In my previous blog post about Jira automation and Claude, I created a sample application and was able to investigate the code on GitHub to compare it to the PRD that I wrote. Based on that analysis, I had Claude write several Jira epics. One of them was pretty generic about implementing a user authentication and profile system. Because this functionality is required for almost any application you might write, I decided to start there.
Here is a screenshot of the epic that Claude wrote:
Note that this epic is HUGE. If a junior PM had written this epic, I would advise them to trim it down a bit. Pull out things like Google OAuth from things like RBAC, for example. This could be done by making smaller child stories against this epic or by breaking it into multiple epics.
However, for the purpose of this test, I just passed the output of Claude into Codex. Codex is the relatively new GenAI-based code tool from OpenAI. Here is the summary Codex produced after attempting to implement the epic:
Codex purports to be really good at building code directly from requirements. In the demos they give, you can just toss complex requirements at Codex and it will do the heavy lifting.
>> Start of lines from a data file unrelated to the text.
PR #3676, opened 2026-05-28
feat: add legacy variable in simulation table [ANT-4962]

JasonMarechal25:
* aggregate values are not saved in simulation table, only variable of the problem (problem.NombreDeVariables)
* Legacy variables are saved in simulation table at the same time as modeler variables
* LegacyNameMapper map Raw name to name to display in simulation table.
  * For now it's a static map, will later be changed for something reading a json, yml or whatever


src/libs/antares/reservesParsing/SymmetryFieldBaseListener.cpp
tbittar, line 1: Is having reformatting on reserves file relevant in this PR ?

src/solver/optimisation/LegacyNameMapper.cpp
```diff
@@ -0,0 +1,23 @@
...
+// SPDX-License-Identifier: MPL-2.0
+
+#include "antares/solver/optimisation/LegacyNameMapper.h"
+
+namespace Antares::Optimization
+{
+
+const std::unordered_map<std::string, std::string> LegacyNameMapper::kOutputMap = {
+  {"UnsuppliedEnergy", "unsupplied_energy"},
+  {"Spillage", "spillaged_energy"},
```
tbittar: spilled_energy

src/tests/cucumber/features/solver-features/legacy_simulation_table.feature
```diff
@@ -0,0 +1,28 @@
...
+    # `UnsuppliedEnergy::area<area>::hour<33>` (0-based legacy hour); after
+    # the parser/mapper it becomes a simulation-table row with
+    # component=area<area>, output=unsupplied_energy, absolute_time_index=34.
+    Given the solver study path is "Antares_Simulator_Tests_NR/short-tests/002 Thermal fleet - Base"
+    When I run antares simulator
+    Then the simulation succeeds
+    And in area "AREA", unsupplied energy on "2 JAN 09:00" of year 1 is of 52 MW
+    And the modeler outputs contain the following entries
+      | block | component  | output            | timestep | scenario | value |
+      | 1     | area<area> | unsupplied_energy | 34       | 0        | 52    |
```
tbittar: Here in the component column I would only expect `area` i.e. for any component named `Model<Component_name>` in the legacy nomenclature, extract only the component name (i.e. `Thermal<nuc-fr>` -> `nuc-fr` in the ST). The link between a component name and its model will be done in the 3rd ticket handling the hybridation of the ST (generation of a system file)

src/tests/src/solver/optimisation/test_legacy_name_mapper.cpp
```diff
@@ -0,0 +1,45 @@
...
+BOOST_AUTO_TEST_CASE(known_unsupplied_energy_is_mapped)
+{
+    const LegacyNameMapper mapper;
+    BOOST_CHECK_EQUAL(mapper.mapOutput("UnsuppliedEnergy"), "unsupplied_energy");
+}
+
+BOOST_AUTO_TEST_CASE(known_spillage_is_mapped)
+{
+    const LegacyNameMapper mapper;
+    BOOST_CHECK_EQUAL(mapper.mapOutput("Spillage"), "spillaged_energy");
```
tbittar: spilled_energy

tbittar (changes requested):

src/solver/optimisation/opt_appel_solveur_lineaire.cpp
```diff
@@ -56,6 +59,59 @@ static void logProblemSize(const MPSolver* mpSolver)
...
+        if (name.empty())
+        {
+            continue;
+        }
+
+        const auto parsed = Antares::Optimization::ParseLegacyVariableName(name);
+        if (!parsed)
+        {
+            continue;
+        }
```
```suggestion
        const auto& metadata = problem.variablesMetadata[index];
```

src/solver/optimisation/opt_appel_solveur_lineaire.cpp
```diff
@@ -255,15 +311,26 @@ static SimplexResult OPT_TryToCallSimplex(const SingleOptimOptions& options,
...
+                                ::getObjectiveValue(solver.get()),
+                                *modelerData,
+                                optimEntityContainer,
+                                fillCtx,
+                                currentBlock,
+                                timeConversionMode,
+                                true);
+        }
+
+        static const Antares::Optimization::LegacyNameMapper kLegacyNameMapper;
```
guilpier-code: **kLegacyNameMapper** : 
- why is there a k as a first letter ? Typo ? Shouldn't we have **legacyNameMapper** instead ?
- Besides, what's the point in passing this **name mapper** as a argument, if we only use it inside function **FillLegacySimulationTable** ? We should create and use it inside this function's body.

src/solver/optimisation/opt_appel_solveur_lineaire.cpp
```diff
@@ -255,15 +311,26 @@ static SimplexResult OPT_TryToCallSimplex(const SingleOptimOptions& options,
...
+        FillLegacySimulationTable(*simulationTable,
```
guilpier-code, line 316: If we already pass **fillCtx** as argument, why also pass `fillCtx.getYear()` ?

src/solver/optimisation/opt_appel_solveur_lineaire.cpp
```diff
@@ -56,6 +59,59 @@ static void logProblemSize(const MPSolver* mpSolver)
...
+{
+    const unsigned globalFirstTimeStep = fillContext.getGlobalFirstTimeStep();
+    const unsigned globalLastTimeStep = fillContext.getGlobalLastTimeStep();
+    const unsigned int block = currentBlock + 1;
+
+    const auto namesSize = problem.NomDesVariables.size();
+    const auto valuesSize = problem.X.size();
+    for (int index = 0; index < problem.NombreDeVariables; ++index)
+    {
+        if (static_cast<std::size_t>(index) >= namesSize
```
guilpier-code: In **opt_optimisation_lineaire.cpp**, we have : 
```c++
void resizeProbleme(PROBLEME_ANTARES_A_RESOUDRE* ProblemeAResoudre,
                    unsigned nombreDeVariables,
                    unsigned nombreDeContraintes)
{
    ...
    ProblemeAResoudre->X.resize(nombreDeVariables);
    ...
    ProblemeAResoudre->NomDesVariables.resize(nombreDeVariables);
    ...
}
```
So here, do we need block : 
```c++
if (static_cast<std::size_t>(index) >= namesSize
    || static_cast<std::size_t>(index) >= valuesSize)
{
    continue;
}
```
?

src/solver/optimisation/opt_appel_solveur_lineaire.cpp
guilpier-code, line 42: We could have : 
```c++
using namespace Antares::Optimization;
```
in order to have make some type identifier much shorter (for example **LegacyNameMapper** instead of **Antares::Optimization::LegacyNameMapper**).

src/solver/optimisation/opt_appel_solveur_lineaire.cpp
```diff
@@ -56,6 +59,59 @@ static void logProblemSize(const MPSolver* mpSolver)
...
+            || static_cast<std::size_t>(index) >= valuesSize)
+        {
+            continue;
+        }
+
+        const auto& name = problem.NomDesVariables[index];
```
guilpier-code: Can a variable not have a name ?
If it's not possible, we should remove this` if... continue` block.

src/tests/src/solver/optimisation/test_legacy_variable_name_parser.cpp
```diff
@@ -0,0 +1,117 @@
...
+}
+
+BOOST_AUTO_TEST_CASE(empty_angle_bracket_value_returns_nullopt)
+{
+    BOOST_CHECK(!ParseLegacyVariableName("output::Area<loc>::hour<>"));
+}
+
+BOOST_AUTO_TEST_CASE(unit_other_than_hour_returns_nullopt)
+{
+    BOOST_CHECK(!ParseLegacyVariableName("output::Area<loc>::day<1>"));
```
guilpier-code: We could add a line which is correct, so that we can compare with the 3 incorrect tests.

src/solver/optimisation/opt_appel_solveur_lineaire.cpp
```diff
@@ -255,15 +302,25 @@ static SimplexResult OPT_TryToCallSimplex(const SingleOptimOptions& options,
...
+                                getObjectiveValue(solver.get()),
+                                *modelerData,
+                                optimEntityContainer,
+                                fillCtx,
+                                currentBlock,
+                                timeConversionMode,
+                                true);
+        }
+
+        static constexpr LegacyNameMapper legacyNameMapper;
```
guilpier-code, line 315:
```c++
static constexpr LegacyNameMapper legacyNameMapper;
```
if we don't need this **legacyNameMapper** in this scope, why do we pass it to de **fill** function ?
Why not create it inside **FillLegacySimulationTable**'s body ?

src/solver/optimisation/opt_appel_solveur_lineaire.cpp
```diff
@@ -56,11 +59,57 @@ static void logProblemSize(const MPSolver* mpSolver)
...
+
+    const auto infoSize = problem.LegacyVariablesInfo.size();
+    const auto valuesSize = problem.X.size();
+    for (int index = 0; index < problem.NombreDeVariables; ++index)
+    {
+        if (static_cast<std::size_t>(index) >= infoSize
+            || static_cast<std::size_t>(index) >= valuesSize)
+        {
+            continue;
+        }
```
guilpier-code: About :
```c+
const auto infoSize = problem.LegacyVariablesInfo.size();
const auto valuesSize = problem.X.size();
for (int index = 0; index < problem.NombreDeVariables; ++index)
{
    if (static_cast<std::size_t>(index) >= infoSize
        || static_cast<std::size_t>(index) >= valuesSize)
    {
        continue;
    }
    ...
}
```
`problem.LegacyVariablesInfo` and `problem.X` were precisely sized to `problem.NombreDeVariables`, so I'm not sure these checks are useful.
We could remove the **if** statement, as well as **infoSize** and **valuesSize**

src/solver/optimisation/opt_rename_problem.cpp
```diff
@@ -75,12 +75,24 @@ std::vector<std::string>& Namer::names()
...
 }
 
+void Namer::RecordLegacyVariableInfo(unsigned index,
+                                     const std::string& output,
+                                     const std::string& component)
+{
+    if (legacyInfo_ == nullptr)
+    {
+        return;
+    }
```
guilpier-code: We should make this check (`legacyInfo_ `not null) at construction (constructor), otherwise this check is done many times, which is : 
- is not effective
- is not the mission of a **RecordLegacyVariableInfo** function

src/solver/optimisation/opt_rename_problem.cpp
```diff
@@ -75,12 +75,24 @@ std::vector<std::string>& Namer::names()
...
+    (*legacyInfo_)[index] = Antares::Optimization::LegacyVariableInfo{output, component, timeStep_};
```
guilpier-code:
```c++
(*legacyInfo_)[index] = = {output, component, timeStep_};
```
is shorter.

src/solver/optimisation/include/antares/solver/optimisation/opt_rename_problem.h
```diff
@@ -63,14 +70,26 @@ class Namer
...
 class VariableNamer: public Namer
 {
 public:
-    using Namer::Namer;
+    VariableNamer(
+      std::vector<std::string>& names,
+      std::vector<std::optional<Antares::Optimization::LegacyVariableInfo>>& legacyInfo):
+        Namer(names)
+    {
+        legacyInfo_ = &legacyInfo;
```
guilpier-code: Why making **legacyInfo_** a raw pointer ?
Making it a reference would make it easier to use in method **RecordLegacyVariableInfo** : 
`legacyInfo_[index]` is simpler than` (*legacyInfo_)[index]`

src/solver/optimisation/opt_rename_problem.cpp
```diff
@@ -75,12 +75,24 @@ std::vector<std::string>& Namer::names()
     return names_;
 }
 
+void Namer::RecordLegacyVariableInfo(unsigned index,
```
guilpier-code: In the end, if we simplify  **RecordLegacyVariableInfo** enough, it's a one liner method and we don't need it.

src/solver/optimisation/include/antares/solver/optimisation/LegacyVariableInfo.h
```diff
@@ -0,0 +1,20 @@
...
+#include <string>
+
+namespace Antares::Optimization
+{
+
+// Structured legacy description of an optimization variable, built by VariableNamer
+// at the same time as the variable name and stored parallel to NomDesVariables.
+struct LegacyVariableInfo
+{
+    std::string output;
```
guilpier-code:
```c++
std::string output;
```
For a legacy variable, what is an **output** ?
By digging, we find out that it is the name of the variable in the simulation table.
But we should not have to search, we should know right away what it is.
**output** is way too inexpressive, even as a field of a simulation table.

src/solver/optimisation/opt_appel_solveur_lineaire.cpp
```diff
@@ -56,11 +59,57 @@ static void logProblemSize(const MPSolver* mpSolver)
...
+        if (!info)
+        {
+            continue;
+        }
+
+        std::optional<unsigned> blockTimeIndex;
+        if (info->timeIndex >= globalFirstTimeStep && info->timeIndex <= globalLastTimeStep)
+        {
+            blockTimeIndex = info->timeIndex - globalFirstTimeStep + 1;
+        }
```
guilpier-code: Same remark : the **if** statement seems useless : we always fulfill the conditions : violating them is impossible.

src/solver/optimisation/LegacyNameMapper.cpp
```diff
@@ -0,0 +1,23 @@
+// Copyright 2007-2026, RTE (https://www.rte-france.com)
+// SPDX-License-Identifier: MPL-2.0
+
+#include "antares/solver/optimisation/LegacyNameMapper.h"
+
+namespace Antares::Optimization
+{
+
+const std::unordered_map<std::string, std::string> LegacyNameMapper::kOutputMap = {
```
guilpier-code: Why would we have 2 names for the same variable ?
It makes the code more complicated and less effective at runtime.
**==> answer** : because of **view builder** requirements

src/solver/optimisation/include/antares/solver/optimisation/LegacyVariableInfo.h
JasonMarechal25: renamed: name

src/solver/optimisation/include/antares/solver/optimisation/opt_rename_problem.h
JasonMarechal25: Because I had put it in Namer, the base class. It could be null pointer for constraintNamer.

I changed it to use virtualization and having the variable only in VariableNamer

src/solver/optimisation/opt_appel_solveur_lineaire.cpp
JasonMarechal25: I've replaced with assert in debug

src/solver/optimisation/opt_appel_solveur_lineaire.cpp
JasonMarechal25: To eventually allow dependency injection

src/solver/optimisation/opt_rename_problem.cpp
JasonMarechal25: Now a no-opt virtual function

guilpier-code (approved):

src/solver/optimisation/opt_rename_problem.cpp
```diff
@@ -75,12 +75,27 @@ std::vector<std::string>& Namer::names()
...
 
+void Namer::RecordLegacyVariableInfo(unsigned /*index*/,
+                                     const std::string& /*output*/,
+                                     const std::string& /*component*/)
+{
+    // No-op for the base namer (e.g. ConstraintNamer); only VariableNamer records legacy info.
+}
+
+void VariableNamer::RecordLegacyVariableInfo(unsigned index,
+                                             const std::string& output,
```
tbittar, line 86: `name` seems more natural than `output` (and is already used in the `LegacyVariableInfo` structure)

tbittar (approved):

Notice that tossing Codex a random GitHub repo may also mean that it cannot test because it doesn’t understand the code base. In this example, lint failed because of a missing dependency. Codex didn’t detect and fix that automatically nor did it suggest a way to fix it.
In addition, as you can see from the output in the example, Codex only focused on part of the epic. It’s implementing just the unsafe handling of API keys and such. which Lovable hard coded into the source code. To be fair, this is a pretty important issue and definitely should be addressed in the code as soon as possible, but it’s a very small subset of the epic. Codex didn’t come back to me and say, “Hey, this epic is way too big, please make it smaller.”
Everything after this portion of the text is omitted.